SETMAYER: No. Clearly, he isn't. Shame on Lindsey Graham and every Republican that tries to make an excuse and rationalize this.

I'll tell you what. I heard clips from Rush Limbaugh today where he actually said that the definition of lynching has nothing to do with African-Americans. And blew it off as if we're all idiots because we associate lynching with the domestic terrorism of black Americans in this country which is the stain on our American history. Really?

Shame on Rush Limbaugh for indoctrinating millions of his listeners to try to get then to think that lynching -- you know, no, how dare people even associate that with black America. Really?

Is he really that ignorant of history or that manipulating? He also went on to say that every Republican should defend, should rally around Donald Trump and defend his choice of those words. Really?

[23:19:56]

These people are unbelievable. There is nothing at all remotely resembling a lynching in what's going on. This impeachment inquiry is absolutely lawful. It's constitutional. The Democrats are going about this methodically.
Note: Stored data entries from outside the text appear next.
PR #205, opened 2020-11-23
Fix grapheme breaks on string-initial

### LINKED ISSUE #203: Grapheme breaks

stevengj:
Fixes #203. JuliaLang/julia#37680 will also be fixed once Julia updates utf8proc.

Replaces #204.


archermarx:
The consolidated tests look great! Thanks so much for helping this along!

PR #213, opened 2021-01-04
add utf8proc_iterate_graphemes

niblo:
Wondering if you're interested in this, or at least as a starting point. The tests pass, but I expect faults to be found if you take a look.


stevengj:
It's an interesting idea, but I wonder if it would be better to simply put an example of a loop over graphemes into the manual?

niblo:
I think it's a great idea, but only probably because that's what I need. It's convenient to have it tested and ready to use.

Issue #215, opened 2021-01-22
OSS-Fuzz integration


randy408:
[OSS-Fuzz](https://google.github.io/oss-fuzz/) can be used to automate fuzz testing for this project. Once integrated issues will be automatically filed on bugs.chromium.org when bugs are found and closed when they're fixed. 

I intend to integrate this project, which would involve 2-3 PRs.

Are the authors interested in OSS-Fuzz integration?

https://github.com/google/oss-fuzz/pull/5030

stevengj:
I'm open to this; what kind of changes to the utf8proc repo would be required?

randy408:
Integration consists of one or more fuzz targets and a build script that runs in an oss-fuzz environment (those could all go under `test/`).

Adding the fuzz target(s) to the CMakefile behind an option is also very useful for reproducing test cases, the rest of the integration happens in the oss-fuzz repository. I'm intending to make the PR's for this on both repos.

stevengj:
Sounds good!

PR #216, opened 2021-01-23
OSS-Fuzz initial integration

randy408:
Adds a fuzz target, build script for integration. The fuzz target is also added to the CMake build when `UTF8PROC_ENABLE_TESTING` is enabled (build tested on linux + windows), this allows for reproducing test cases outside of a  OSS-Fuzz Docker environment.

Will follow up with PR's once this is up and running.

#215


randy408:
This is ready for review.

test/ossfuzz.sh
```diff
@@ -0,0 +1,17 @@
...
+mkdir build
+cd build
+cmake .. -DUTF8PROC_ENABLE_TESTING=ON
+make -j$(nproc)
+
+
+$CC $CFLAGS -I$SRC/utf8proc \
+    $SRC/utf8proc/test/fuzzer.c \
+    -o $OUT/utf8proc_fuzzer \
+    $LIB_FUZZING_ENGINE $SRC/utf8proc/build/libutf8proc.a
```
stevengj, line 14: Shouldn't this be built by cmake, e.g. with a `-DLIB_FUZZING_ENGINE="$LIB_FUZZING_ENGINE" flag?

randy408: It will now link against `$LIB_FUZZING_ENGINE` when defined before falling back to the standalone driver.

CMakeLists.txt
```diff
@@ -98,4 +98,12 @@ if(UTF8PROC_ENABLE_TESTING)
   target_link_libraries(normtest utf8proc)
   add_test(utf8proc.testgraphemetest graphemetest data/GraphemeBreakTest.txt)
   add_test(utf8proc.testnormtest normtest data/NormalizationTest.txt)
+  
+  if(DEFINED ENV{LIB_FUZZING_ENGINE})
```
stevengj, line 102: I'd rather require the user to explicitly pass `-DLIB_FUZZING_ENGINE=...` than use an environment variable, since environment variables are too vulnerable to being set accidentally.   The `ossfuzz.sh` script can then pass `-DLIB_FUZZING_ENGINE="$LIB_FUZZING_ENGINE"` using the environment variable.

randy408: Updated to use a build option.

stevengj:
LGTM, thanks!

PR #219, opened 2021-02-04
OSS-Fuzz integration updates

randy408:
This PR improves code coverage, fixes the build (currently is worked around) and adds CIFuzz integration. [CIFuzz](https://google.github.io/oss-fuzz/getting-started/continuous-integration/#how-it-works) integration is basically a GitHub Action with a build test and a short fuzz test for PRs, without it merged bugs would only be detected the next day at best.


stevengj:
LGTM.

And Republicans are to have nothing else to do but argue about process because the facts of what's happening around this impeachment are so devastating that they can't argue the merits.

They know that this president is incompetent, they know that he's engaged in impeachable offenses and they know that he's using racial language to stoke this kind of us versus them type of environment because that's what Donald Trump does.

And using racial language is so irresponsible. We already have so much racial division going on. This president does this constantly. And now this is another distraction he is using because that's what he does when his back is up against the wall. Shame on all of them. They know better.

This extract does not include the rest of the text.